In this set up when we shutdown the ZK5 node then the ZK status page shows proper information.

This implies that Solr has connectivity issues with only the ZK5 node.

Other tests performed for ZK connectivity

  1. Ping works from all Solr nodes to all ZK nodes
  2. Telnet on client port (2181) works from all Solr nodes to all ZK nodes Based on this question

These indicate that there are no Firewall issues and the ZK Server process are up and running all the time.

Overall this appears to be a Solr to ZK5 connectivity issue. It is unclear at this moment if this issue is due to Zk5 being in a different DC / Region or not.


Edit - 27-Sep-2022

More information from further tests. We tried configuring 3 Zookeeper nodes in the same region but 1 nodes in 1 DC and two nodes in the second DC. Now mostly things work fine but we see the connection reset error intermittently.


Any ideas or suggestions to find out what is wrong and how we can get this working please.


Solution

  • This question has been open for a while without any comments or responses. Therefore I am answering my own question for benefit of others who see similar issue.

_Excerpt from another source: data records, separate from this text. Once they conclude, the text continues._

PR #280, opened 2022-11-14
Update Makie to 0.18

rikhuijzer:
Closes:

- #273 
- #274 
- #275 

I've built the book from scratch again with these updated `Makie.jl` versions. The were only some warnings and zero errors. I also manually compared the PDF of the online version with the locally built PDF for the data visualization chapter and the output is exactly the same.

I expect that this PR can be merged if CI passes. @lazarusA can you confirm?


lazarusA:
I'm surprise that that syntax in Makie still works. I will do some changes later as a Christmas update. For now let's go ahead and merge.

PR #281, opened 2022-11-14
Add support button

### LINKED ISSUE #277: add an add to the physical book on Amazon
I was thinking that maybe having an add (beside the links in the first page) to the book in the website will be nice to have.

rikhuijzer:
- Closes #277 

## Desktop Preview

desktop preview

## Mobile Preview

image

Let's merge when both reviewers are happy


lazarusA:
is too hidden at the bottom. Could we might have it at the top? and use a [fa-fa coffee] ? cup in green? or other colour, but not without it.

lazarusA:
I see. My only issue is that is not visible enough. Maybe putting a box around it [in green, red, orange or], like in the one you mentioned in the issue?, I could take a look at later on how to include it in your span element.

storopoli (approved):
Once @lazarusA is fine with the placement and details we can merge.

metadata.yml
```diff
@@ -5,7 +5,16 @@ author:
   - Jose Storopoli
   - Rik Huijzer
   - Lazaro Alonso
-html-license: '<a href="http://creativecommons.org/licenses/by-nc-sa/4.0/">CC BY-NC-SA 4.0</a>'
+html-license: >-
+  <span style="display: flex; justify-content: center;">
```
lazarusA, line 9:
```suggestion
 <span style="width: 200px; height: 35px; display: flex; justify-content: center; border: 1.5px solid rgb(67, 72, 54);border-radius: 10px;">
```
we could go for red, green or completely black, now is kinda dark and probably is already ok. Any colour will do, feel free to merge @rikhuijzer, with the suggestion or without it.

lazarusA (approved):
please, take a look at the suggestion.

PR #287, opened 2022-12-03
Update Makie to 0.19

rikhuijzer:


rikhuijzer:
I'm gonna merge since this, according to Julius:

> First, there’s a breaking change: All occurrences of textsize are now fontsize, so search and replace that word and you will be good to go. 

As I read it (https://discourse.julialang.org/t/ann-makie-jl-0-19/91184), only the change of this word is breaking and the rest is only new features. So, it should be safe to just move to the new version.

PR #298, opened 2023-01-05
cheatSheet_cairo.jl improvements

knuesel:
Some suggested changes to the CairoMakie cheatsheet, some for consistency and some to make it easier to understand what the function actually does (I think that is the main use of this figure: once the purpose of a plotting function is clear, the user can always check the documentation for the different ways to call the function). The biggest change is for `linesegments`: it now uses the `linesegments(x, y)` signature with the same data as the previous plots, to help understanding what's going on.

Full list of changes:

* change range of first plots to have even number of points (for linesegments)
* change linesegments to use same data as previous plots
* uniformize parameter names in plot titles
* use variable heights in crossbar
* fix title of violin plot
* more explicit title for mesh

### DIFF
--- a/src/cheatSheet_cairo.jl
+++ b/src/cheatSheet_cairo.jl
@@ -8,7 +8,7 @@ function cheatsheet_cairomakie()
     packages = ["Makie", "CairoMakie"]
     seed!(123)
     CairoMakie.activate!()
-    x = 0:0.5:2π
+    x = range(0, 2π, length=12)
     fig = with_theme(theme_light()) do
         fig = Figure(resolution=(1000, 1600))
         axs = [Axis(fig[i, j], aspect=1) for i = 1:7 for j = 1:5]
@@ -25,10 +25,8 @@ function cheatsheet_cairomakie()
         stem!(axs[4], x, sin.(x); color=x)
         axs[4].title = "stem(x, y)"
 
-        linesegments!(axs[5],
-            Point2f.(vec([[x, rand()] for i = 1:2, x in rand(10)]));
-            color=1:20, colormap=:gnuplot)
-        axs[5].title = "linesegments(positions)"
+        linesegments!(axs[5], x, sin.(x); color=1:length(x)/2, colormap=:gnuplot)
+        axs[5].title = "linesegments(x, y)"
 
         series!(axs[6], rand(10, 5); color=resample_cmap(:plasma, 10))
         axs[6].title = "series(curves)"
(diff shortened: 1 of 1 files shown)


src/cheatSheet_cairo.jl
```diff
@@ -25,10 +25,8 @@ function cheatsheet_cairomakie()
         stem!(axs[4], x, sin.(x); color=x)
         axs[4].title = "stem(x, y)"
 
-        linesegments!(axs[5],
-            Point2f.(vec([[x, rand()] for i = 1:2, x in rand(10)]));
-            color=1:20, colormap=:gnuplot)
-        axs[5].title = "linesegments(positions)"
```
lazarusA, line 31: thanks for your suggestions. However, for linesegments, this approach was on purpose, since is not in the official docs and is the use case that I find myself the most useful. See here for example: https://beautiful.makie.org/dev/examples/generated/2d/datavis/astronauts/ and the original version actually 😄 https://github.com/lazarusA/100daysOfMakie#4-linesegments

src/cheatSheet_cairo.jl
```diff
@@ -89,14 +87,15 @@ function cheatsheet_cairomakie()
...
+
         xbox = rand(1:3, 1000)
         boxplot!(axs[21], xbox, randn(1000), color=xbox,
             mediancolor=:black, colormap=[:grey, :dodgerblue, :yellow])
         axs[21].title = "boxplot(x, y)"
 
         violin!(axs[22], xbox, randn(1000), color=:black,
             show_median=true, mediancolor=:white)
-        axs[22].title = "boxplot(x, y)"
+        axs[22].title = "violin(x, y)"
```
lazarusA, line 98: nice catch!

lazarusA (changes requested):
I kinda like my original example for linesegments, if your have an improve suggestion I could take a look again, but your current suggestion avoids my points about using a list of points.

src/cheatSheet_cairo.jl
knuesel: I think the cheatsheet is most useful for showing "what the plotting functions do".  The piecewise sinewave works great for this, because the reader can see how the same points from the previous plots are connected by segments in this plot. And using the simplest method (`linesegments(x, y)`) is also easier to understand.

It's true that this example doesn't show the most interesting way to use `linesegments`. But I don't think the cheatsheet should focus on "how to do things with this function" because anyway there are many ways to use a Makie function, and the best way depends on the use case.

What about this: we show a simple case in the cheatsheet and we add some less simple examples to the official documentation of `linesegments`. Would that be OK for you? If yes I'm happy to make a Makie PR to add some examples there.

Or if you prefer, I can replace `linesegments(x, sin.(x))` in my example with `linesegments(Point2f.(x, sin.(x))`. This uses the same method (vector of `Point2f`) as in your example.

knuesel: I've pushed another commit using `linesegments(Point2f.(x, sin.(x))`.

knuesel:
I'v added a commit to use a list of points, let me know if you'd like other changes.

    After looking around the internet and especially Apache Solr's issue tracker I found one issue which offered similar stack trace as our issue https://issues.apache.org/jira/browse/SOLR-15849

    The description looks very much like the issue that we notice on the Solr Admin UI. Per Solr's release page this one is fixed in Solr release 8.11.2 which came out in June 2022. This was a few days after we upgraded to Solr 8.11.1

    We have since run an upgrade on our test cluster per the official notes. After the upgrade the errors have disappeared.